(Excerpts from a dataset)
▽

PR #2262, opened 2025-02-28
build: Use Go 1.24.0 & go tool

jachym-tousek-keboola:
Jira: https://keboola.atlassian.net/browse/PSGO-989

Did this last week while I was blocked on other tasks.


internal/pkg/utils/testhelper/testtemplateinputs/testtemplateinputs_test.go
```diff
@@ -11,9 +11,9 @@ import (
 func TestNewUserErrorWithCode(t *testing.T) {
 	t.Parallel()
 
-	require.NoError(t, os.Setenv("CUSTOM_ENV", "val1"))      //nolint:forbidigo, tenv
-	require.NoError(t, os.Setenv("KBC_SECRET_VAR2", "val2")) //nolint:forbidigo, tenv
-	require.NoError(t, os.Setenv("KBC_SECRET_VAR3", "val3")) //nolint:forbidigo, tenv
+	require.NoError(t, os.Setenv("CUSTOM_ENV", "val1"))      //nolint:forbidigo, tenv, usetesting
+	require.NoError(t, os.Setenv("KBC_SECRET_VAR2", "val2")) //nolint:forbidigo, tenv, usetesting
+	require.NoError(t, os.Setenv("KBC_SECRET_VAR3", "val3")) //nolint:forbidigo, tenv, usetesting
```
jachym-tousek-keboola, line 16: Linter report:

```
internal/pkg/utils/testhelper/testtemplateinputs/testtemplateinputs_test.go:14:21: os.Setenv() could be replaced by t.Setenv() in TestNewUserErrorWithCode (usetesting)
```

But when I tried that I got this:

```
anic: testing: test using t.Setenv or t.Chdir can not use t.Parallel [recovered]
	panic: testing: test using t.Setenv or t.Chdir can not use t.Parallel
```

Alternatively I can use these new functions and drop `t.Parallel()` here.

Matovidlo: This is correct behaviour when you execute it in parallel. 
We want to keep `t.Parallel()`  and use `os.Setenv()` and `nolint`.

.github/workflows/check-licenses.yml
```diff
@@ -43,13 +43,13 @@ jobs:
         # Ignored:
         #    - github.com/eliukblau/pixterm, license detection failed (Reciprocal - MPL-2.0)
         run: |
-          go tool go-licenses check ./... --disallowed_types forbidden,restricted,unknown \
+          go-licenses check ./... --disallowed_types forbidden,restricted,unknown \
```
jachym-tousek-keboola: go-licenses unfortunately don't work through `go tool` so I had to revert my changes that completely removed `tools.sh` and keep it as it was. I think this is good for now - we might find out that some tools that are only used in release workflows might have similar problem - by keeping tools.sh for now we have an easy way to revert if we need to.

Matovidlo (approved):
LGTM I will not block it but this was unnecessary to do ATM

hosekpeter (approved):

PR #2263, opened 2025-03-03
fix: Ignore sink throttle when file has too many slices

jachym-tousek-keboola:
Jira: https://keboola.atlassian.net/browse/PSGO-1025

**Changes:**
- Similar to the previous case where we ignore sink throttle if file is near expiration, we also ignore it if the file has too many slices.

-----------


internal/pkg/service/stream/storage/node/coordinator/filerotation/operator.go
```diff
@@ -361,12 +361,18 @@ func (o *operator) rotateFile(ctx context.Context, file *fileData) {
...
-			// The file credentials are near expiration but the sink is throttled
+		switch result.result {
+		case expirationThreshold:
+			// The sink is throttled but the file credentials are near expiration
 			// This case indicates that job status tracking is not working properly and throttling is false-positive
-			// In this case we log an error to know about this case but let it continue
+			// In this case we log an error to know about this case but let file rotation continue
 			o.logger.Error(ctx, "file rotation: sink is throttled but file is near expiration")
-		} else {
+		case sliceCountThreshold:
```
Matovidlo, line 370: If I am not mistaken this option can be adjusted via API.
Therefore it is not reliable source of information.
https://github.com/keboola/keboola-as-code/blob/e6d97d774abbedfd6b6ef268ab3b8a457c37e644/internal/pkg/service/stream/storage/level/target/config/config.go#L80

Matovidlo (changes requested):
It won't work properly when chaning default configuration

internal/pkg/service/appsproxy/proxy/apphandler/authproxy/oauthproxy/pagewriter.go
```diff
@@ -95,7 +95,7 @@ func (pw *pageWriter) WriteErrorPage(w http.ResponseWriter, req *http.Request, o
 	// Log warning
 	pw.logger.Warn(req.Context(), strings.Join(messages, "\n")) //nolint:contextcheck // false positive
 
-	pw.pageWriter.WriteErrorPage(w, req, &pw.app, opts.Status, joinedMessage+opts.AppError, exceptionID)
+	pw.pageWriter.WriteErrorPage(w, req, &pw.app, opts.Status, joinedMessage+"\n"+opts.AppError, exceptionID)
```
jachym-tousek-keboola, line 98: Small unrelated fix for appsproxy.

internal/pkg/service/stream/sink/type/tablesink/keboola/bridge/model/repository/job/schema/job_schema.go
jachym-tousek-keboola, line 1: In file repo the schema is in `file_schema.go` + `file_schema_test.go`. I updated the other schemas accordingly.

internal/pkg/service/stream/storage/node/coordinator/filerotation/conditions.go
```diff
@@ -52,12 +53,20 @@ func (c fileRotationConditionResult) String() string {
...
 		return "unknown"
 	}
 }
 
 func shouldImport(cfg targetConfig.ImportConfig, now, openedAt, expiration time.Time, stats statistics.Value) fileRotationConditionResult {
+	if threshold := cfg.MaxSlices; stats.SlicesCount >= threshold {
+		// Max slices take precedence over other settings.
+		// It is necessary in order to prevent issues with etcd txn operation limit.
+		return newConditionResult(maxSlices, fmt.Sprintf("max slices exceeded, slices count: %d, threshold: %d", stats.SlicesCount, threshold))
+	}
```
jachym-tousek-keboola, line 68: New priority condition - if the file has too many slices, we rotate it.

internal/pkg/service/stream/storage/node/coordinator/filerotation/operator.go
```diff
@@ -367,7 +367,7 @@ func (o *operator) rotateFile(ctx context.Context, file *fileData) {
 			// This case indicates that job status tracking is not working properly and throttling is false-positive
 			// In this case we log an error to know about this case but let file rotation continue
 			o.logger.Error(ctx, "file rotation: sink is throttled but file is near expiration")
-		case sliceCountThreshold:
+		case maxSlices:
```
jachym-tousek-keboola, line 370: maxSlices condition result ignores throttle

hosekpeter (approved):

internal/pkg/service/stream/config/config_test.go
```diff
@@ -291,6 +291,8 @@ storage:
                 # Timeout of the file import operation. Validation rules: required,minDuration=30s,maxDuration=60m
                 fileImportTimeout: 15m0s
             import:
+                # Max number of slices in a file before an import is triggered, takes precedence over other settings. Validation rules: required,min=100,max=1000
+                maxSlices: 1000
```
Matovidlo, line 295: It won't work I think. Again we miss the metric which I was expected to see at first time regarding actual TXN amount.  1000 slices for next rotation will result into same issue I think
Based on your script that you prepared, deleting file requires
1. Deleting up to 3 types of statistics
2. Deleting up to 4 types of slices (probably there can be only 2 types at the same time)
3. Deleting one keboola file
4. Deleting 4 types of file ( probably there can be only 1 type of file at the same time)
Overall if I would be pessimistic there are 3+4+1+4 types for single file = 12
If It creates only slices it adds probably 1000 slices but, so it would be =1012, but that's theoretical.

As we have issue in production there is possiblity to take file that is not imported yet and check that keys which would satisfy this comment

jachym-tousek-keboola: I don't think I have kubectl access to the production stack to check this.

Matovidlo: We'll check that on monday

Matovidlo (approved):
LGTM

PR #2274, opened 2025-03-11
test: Run keboola bridge e2e test with t.Parallel()

jachym-tousek-keboola:
Jira: https://keboola.atlassian.net/browse/PSGO-972

### DIFF
--- a/test/stream/bridge/keboola/keboola_test.go
+++ b/test/stream/bridge/keboola/keboola_test.go
@@ -31,7 +31,9 @@ import (
 )
 
 // To see details run: TEST_VERBOSE=true go test ./test/stream/bridge/... -v.
-func TestKeboolaBridgeWorkflow(t *testing.T) { // nolint: paralleltest
+func TestKeboolaBridgeWorkflow(t *testing.T) {
+	t.Parallel()
+
 	ctx, cancel := context.WithTimeout(t.Context(), 300*time.Second)
 	defer cancel()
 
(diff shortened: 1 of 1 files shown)


test/stream/bridge/keboola/keboola_test.go
```diff
@@ -328,6 +333,9 @@ func TestNetworkIssuesKeboolaBridgeWorkflow(t *testing.T) { // nolint: parallelt
 
 	// Update configuration to make the cluster testable
 	configFn := func(cfg *config.Config) {
+		cfg.API.Listen = "0.0.0.0:8099"
+		cfg.API.PublicURL = &url.URL{Scheme: "http", Host: "localhost:8099"}
```
jachym-tousek-keboola, line 337: @Matovidlo Ultimately the issue of why the tests were not able to run in parallel was simple: they were both trying to use the default port 8000 so of course only one of them succeeded. But I'm unsure how to fix it. Hardcoding a different port into one of the tests doesn't feel like a good solution but I don't think we can use your PortManager class here either since these are separate tests rather than one test with several test cases like in appsproxy.

jachym-tousek-keboola: Nevermind... it looks like we don't actually need to set PublicURL in these tests. This works'
```
cfg.API.Listen = "0.0.0.0:0"
```

test/stream/bridge/keboola/keboola_test.go
```diff
@@ -314,7 +319,9 @@ func TestKeboolaBridgeWorkflow(t *testing.T) { // nolint: paralleltest
 	ts.checkKeboolaTable(t, ctx, 1, 129)
 }
 
-func TestNetworkIssuesKeboolaBridgeWorkflow(t *testing.T) { // nolint: paralleltest
+func TestNetworkIssuesKeboolaBridgeWorkflow(t *testing.T) {
```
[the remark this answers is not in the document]
jachym-tousek-keboola: I tried, it didn't work.

Matovidlo (approved):
LGTM. What about some ` // nolint: paralleltest` issues in our tests using ETCD that you mentioned in slack? Can we fix them also by setting API confguration listen endpoint to port `0`?

hosekpeter (approved):
LGTM

PR #2276, opened 2025-03-11
fix: Possible panic when creating a source or sink

jachym-tousek-keboola:
Jira: https://keboola.atlassian.net/browse/PSGO-1028

**Changes:**
- Return an error if source id or sink id is empty.

-----------

I could easily add an e2e test for this but in my opinion such test is not really worth having.

### DIFF
--- a/internal/pkg/service/stream/api/mapper/sink_request.go
+++ b/internal/pkg/service/stream/api/mapper/sink_request.go
@@ -22,6 +22,9 @@ func (m *Mapper) NewSinkEntity(parent key.SourceKey, payload *api.CreateSinkPayl
 	} else {
 		entity.SinkID = key.SinkID(strhelper.NormalizeName(string(*payload.SinkID)))
 	}
+	if entity.SinkID == "" {
+		return definition.Sink{}, svcerrors.NewBadRequestError(errors.Errorf(`"sinkId" must not be empty`))
+	}
 
 	// Name
 	entity.Name = payload.Name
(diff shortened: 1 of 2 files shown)


hosekpeter (approved):
LGTM

Matovidlo (commented):
That's weird. We say in the API that source,sink ID can be nil, but we return that these values must not be empty
https://github.com/keboola/keboola-as-code/blob/main/api/stream/design.go#L1050
I miss some more specific reason why it cannot be created. either Providerd SinkID is incorrect which would be in else branch or name is incorrect

jachym-tousek-keboola:
> That's weird. We say in the API that source,sink ID can be nil, but we return that these values must not be empty
[main/api/stream/design.go#L1050](https://github.com/keboola/keboola-as-code/blob/main/api/stream/design.go#L1050)

It will always exist in output. On input side it is optional because when undefined we generate it from the name.

> I miss some more specific reason why it cannot be created. either Providerd SinkID is incorrect which would be in else branch or name is incorrect

The issue is specifically if SinkID is not provided and Name is a string that ends up as an empty string after being passed through `strhelper.NormalizeName()`.

jachym-tousek-keboola:
@Matovidlo I really don't think it's possible to implement proper validation with Goa. From my research, all the validation rules are set into this [struct](https://github.com/goadesign/goa/blob/0e921149e574ab58d8118f82bb59e2eef13fb485/expr/attribute.go#L62-L100). Which as you can see has very limited capabilities.

Matovidlo (commented):
Have you used this? https://chatgpt.com/g/g-mLuQDGyro-goa-design-wizard
Also I saw it can review your current DSL model. I want to make sure that I will put Approve only when I am convinced it cannot be done at all. 

It seems to me that we should get rid of goa if it has such limitation because there are plenty HTTP server implementation that can do such validation

jachym-tousek-keboola:
I can't use it:
image

PR #2278, opened 2025-03-12
build: Update dependencies

jachym-tousek-keboola:


go.mod
Matovidlo, line 1: I miss update of these security alerts https://github.com/keboola/keboola-as-code/security/dependabot

hosekpeter (approved):

go.mod
jachym-tousek-keboola: Oh I missed that somehow. How about we merge this as is to fix the test and I'll look into the security alerts separately?

jachym-tousek-keboola: https://github.com/keboola/keboola-as-code/pull/2279

Matovidlo (approved):

PR #2279, opened 2025-03-12
build: Security updates

jachym-tousek-keboola:
Fixing security issues: https://github.com/keboola/keboola-as-code/security/dependabot

This one isn't fixed as there is no new version that would address the problem: https://github.com/keboola/keboola-as-code/security/dependabot/19


jachym-tousek-keboola:
hmm... what should we do about these? I don't know enough about the code where these are reported to decide how to address them. @hosekpeter @Matovidlo 
https://github.com/keboola/keboola-as-code/security/code-scanning

Matovidlo:
I think it does not need to be addressed it is used by cli operation which saves this secrets on local machine

Matovidlo (approved):

PR #2281, opened 2025-03-14
feat: Json number decode. Used in serde

Matovidlo:
Jira: https://keboola.atlassian.net/browse/PSGO-973

**Changes:**
- ...

-----------


internal/pkg/service/templates/api/service/mapper.go
```diff
@@ -86,9 +88,19 @@ func (m Mapper) TaskPayload(model task.Task) (r *Task, err error) {
 			}
 		}
 
-		if v, ok := model.Outputs["configId"].(string); ok {
+		fmt.Println("model.Outputs", model.Outputs)
+		fmt.Println("model.Outputs[configId]", model.Outputs["configId"])
+		fmt.Println("reflect.TypeOf(model.Outputs[configId])", reflect.TypeOf(model.Outputs["configId"]))
+
+		// Handle configId from preserved JSON number
+		if configIDNum, ok := model.Outputs["configId"].(json.Number); ok {
```
Matovidlo, line 96: Here is type casting

pkg/lib/operation/project/local/template/use/operation.go
```diff
@@ -118,7 +119,7 @@ type TemplatePlan struct {
 
 type Result struct {
 	InstanceID string
-	ConfigID   string
+	ConfigID   uint64
```
Matovidlo, line 122: Here is field that is stored within Task structure in ETCD using Serde

internal/pkg/encoding/json/json.go
```diff
@@ -68,6 +68,16 @@ func MustDecodeString(data string, m any) {
 	}
 }
 
+// DecodePreserveNumber decodes JSON data while preserving number types instead of converting all numbers to float64
+func DecodePreserveNumber(data []byte, m any) error {
+	decoder := json.NewDecoder(bytes.NewReader(data))
+	decoder.UseNumber()
```
jachym-tousek-keboola, line 74: I didn't know json had this option, that's indeed useful. However if we go this way imo the decoder should be created just once inside `NewJSON` in `serde.go`, not again every time the decoding function is called.

jachym-tousek-keboola (changes requested):

internal/pkg/encoding/json/json.go
Matovidlo: I just show you the way, I would close this PR and you will create another one where you will do it properly if you see it in different way :slightly_smiling_face:

jachym-tousek-keboola: Alright.

jachym-tousek-keboola: Actually it turns out I was wrong. The decoder takes the data as a reader in the constructor and as such can't be reused. So it can't be improved the way I wanted.

PR #2284, opened 2025-03-18
fix: Integer decode in etcd serde

jachym-tousek-keboola:
Jira: https://keboola.atlassian.net/browse/PSGO-973

**Changes:**
- Fixed json decode in etcd serde to not change integers to floats

-----------


internal/pkg/service/common/etcdclient/config.go
```diff
@@ -22,6 +22,7 @@ type Config struct {
 	KeepAliveTimeout  time.Duration `configKey:"keepAliveTimeout" configUsage:"Etcd keep alive timeout." validate:"required"`
 	KeepAliveInterval time.Duration `configKey:"keepAliveInterval" configUsage:"Etcd keep alive interval." validate:"required"`
 	DebugLog          bool          `configKey:"debugLog" configUsage:"Etcd operations logging as debug messages."`
+	JSONNumbers       bool          `configKey:"-" configUsage:"Use JSON numbers in serde."`
```
jachym-tousek-keboola, line 25: Not quite sure how best to control that the new serde should be used only for templates API. I added new boolean here into the config, intentionally removed the key so that it can't be set by env variable and changed `internal/pkg/service/templates/dependencies/api.go` to set it to true and similarly adjusted mocked dependencies for templates test. Do you have a better idea?

Matovidlo: This would be the best to be done with compilation flag :thinking:  . When I set this to true into production I will run into issues. 
https://pkg.go.dev/cmd/compile#hdr-Function_Directives
Also it is nice practice to know how to set compilation flags, and propagate them into final docker image that is deployed. 
But this is also sufficient to have it under flag

Matovidlo (commented):
@natocTo we are changing the configuration ID from `outputs` response for templates preview endpoint to be integer instead of string. Is there any adjustement on UI side or is it type idempotent? :slightly_smiling_face:  thanks

internal/pkg/service/common/etcdclient/config.go
Matovidlo: And what about compilation flags? I think when you will change the configuration the stream API just fails on `panic`. With compilation flag it is set into stone and cannot be changed :thinking:  . Ofc we do not need to spend time on that now, we can create task

Matovidlo (approved):

PR #2291, opened 2025-03-21
feat: Add adjustable ETCD TXN for provisioning

Matovidlo:
**Changes:**
- Make ETCD TXN OPS adjustable using `kbc-stacks` PRs

-----------

### DIFF
--- a/provisioning/stream/common.sh
+++ b/provisioning/stream/common.sh
@@ -76,6 +76,8 @@ kubectl apply -f ./kubernetes/deploy/namespace.yaml
 
 # Get etcd root password, if it is already present
 export ETCD_ROOT_PASSWORD=$(kubectl get secret --namespace "$NAMESPACE" stream-etcd -o jsonpath="{.data.etcd-root-password}" 2>/dev/null | base64 -d)
+# Override default txn ops
+export STREAM_ETCD_MAX_TXN_OPS="${STREAM_ETCD_MAX_TXN_OPS:=1024}"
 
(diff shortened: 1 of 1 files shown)


provisioning/stream/common.sh
```diff
@@ -92,7 +94,9 @@ helm upgrade \
   --set "resources.limits.memory=$STREAM_ETCD_MEMORY_HARD_LIMIT" \
   --set "resources.requests.cpu=$STREAM_ETCD_CPU_SOFT_LIMIT" \
   --set "extraEnvVars[3].name=GOMEMLIMIT" \
-  --set "extraEnvVars[3].value=${STREAM_ETCD_MEMORY_SOFT_LIMIT}B"
+  --set "extraEnvVars[3].value=${STREAM_ETCD_MEMORY_SOFT_LIMIT}B" \
+  --set "extraEnvVars[4].name=ETCD_MAX_TXN_OPS" \
+  --set-string "extraEnvVars[4].value=${STREAM_ETCD_MAX_TXN_OPS}"
```
jachym-tousek-keboola, line 99: what's the difference between `--set` and `--set-string`? :thinking:

Matovidlo: When `STREAM_ETCD_MAX_TXN_OPS` is `integer` is represents using `--set` as `integer` which fails deployment. When you use `--set-string` you always represent `integer` as `string` which `extraEnvVars` expects

jachym-tousek-keboola (approved):

PR #2292, opened 2025-03-21
feat: Log txn ops when switching to imported state

jachym-tousek-keboola:


Matovidlo (approved):
LGTM, can we add it also to `filerotate` module? It also fails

△

#### [TASK DIRECTIONS]
List the lines of the records where "could" occurs.

#### [ANSWER FOR THIS EXERCISE]
internal/pkg/utils/testhelper/testtemplateinputs/testtemplateinputs_test.go:14:21: os.Setenv() could be replaced by t.Setenv() in TestNewUserErrorWithCode (usetesting)
I could easily add an e2e test for this but in my opinion such test is not really worth having.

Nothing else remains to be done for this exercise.